Abstract

Professional development is an important part of any teaching career. Although it has been investigated within the field of music education, there is limited research on the experiences of mid-career music teachers from a first-person perspective, especially within a conservatory context. In this collaborative self-study, the authors analyze the professional development journey that one of them undertook as she followed a series of snare drum lessons to enhance her practice as a mid-career percussion teacher. Over a period of a year, the first author kept a research journal, working dialogically with a researcher to understand and extend these reflections. Using self-study as a systematic means of inquiry into practice, this article reveals the development of the first author's practical knowledge and subjective educational theory. Five themes encapsulate the findings: (i) although a learner by nature, going back to basics was a challenge; (ii) reflecting on learning prompted reflection on teaching; (iii) the importance of placing learning in a historical context and wider framework; (iv) taking care of students; and (v) with fresh eyes comes the need to keep focused.
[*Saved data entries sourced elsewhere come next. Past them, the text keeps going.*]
PR #2841, opened 2022-10-10
Fix hub service client query paging, and change device clean-up

drwill-ms:
Devices clean-up broken due to 2 bugs, one in query paging, the other in the clean-up app.

Also simplified clean-up to work on an exclusion list for deletion instead of an inclusion list for deletion.

PR #2843, opened 2022-10-10
Change how we clean-up devices and enrollments

drwill-ms:
#2841 but for main


timtay-microsoft (approved):

e2e/test/prerequisites/E2ETestsSetup/e2eTestsSetup.ps1
```diff
@@ -221,7 +221,7 @@ $verificationCertPath = "$PSScriptRoot/verification.cer";
 
 $iotHubX509DeviceCertCommonName = "iothubx509device1";
```
abhipsaMisra, line 222: This common name is used for the device Id for self-signed x509 enrollment. We'll want to append the "save" prefix here as well.

abhipsaMisra (approved):

e2e/test/prerequisites/E2ETestsSetup/e2eTestsSetup.ps1
drwill-ms: This is just the cert name. 2 lines down is the name we use for the device.

Does it matter?

PR #2845, opened 2022-10-10
Decrement event handlers in AMQP layers

tmahmood-microsoft:


drwill-ms (approved):

iothub/device/src/Transport/Amqp/AmqpConnectionHolder.cs
```diff
@@ -73,6 +73,7 @@ public void Shutdown()
 
             _amqpAuthenticationRefresher?.StopLoop();
             _amqpIotConnection?.SafeClose();
+            _amqpIotConnection.Closed -= OnConnectionClosed;
```
abhipsaMisra, line 76: you'll want to decrement the event handler before you make an explicit close call. Otherwise, the close call will end up invoking the handler (which is not required in this scenario)

iothub/device/src/Transport/Amqp/AmqpUnit.cs
```diff
@@ -372,6 +373,10 @@ internal async Task DisableMessageReceivingLinkAsync(CancellationToken cancellat
             if (_eventReceiverLinkDisconnected != null)
             {
                 _messageReceivingLink.Closed -= _eventReceiverLinkDisconnected;
```
abhipsaMisra, line 375: does this messaging link require a null check as well?

abhipsaMisra (approved):

iothub/device/src/Transport/Amqp/AmqpUnit.cs
tmahmood-microsoft: we already have null checks for _messageReceivingLink in code above.

iothub/device/src/Transport/Amqp/AmqpConnectionHolder.cs
tmahmood-microsoft: updated

patilsnr (approved):

iothub/device/src/Transport/Amqp/AmqpConnectionHolder.cs
```diff
@@ -72,7 +72,11 @@ public void Shutdown()
                 Logging.Enter(this, _amqpIotConnection, nameof(Shutdown));
 
             _amqpAuthenticationRefresher?.StopLoop();
-            _amqpIotConnection?.SafeClose();
+            if (_amqpIotConnection != null)
```
tmahmood-microsoft, line 75: doing a if condition because the following is not allowed:
_amqpIotConnection?.Closed -= OnConnectionClosed;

In presenting evocative accounts of lived experience, reflective and reflexive commentary, and critical reflection informed by literature, the results and discussion read as a through-composed narrative. This research offers insights to mid-career music teachers and their employers regarding the impact and design of professional development opportunities. It also demonstrates an approach to self-study that might be useful to others who want to undertake similar investigations of their practice.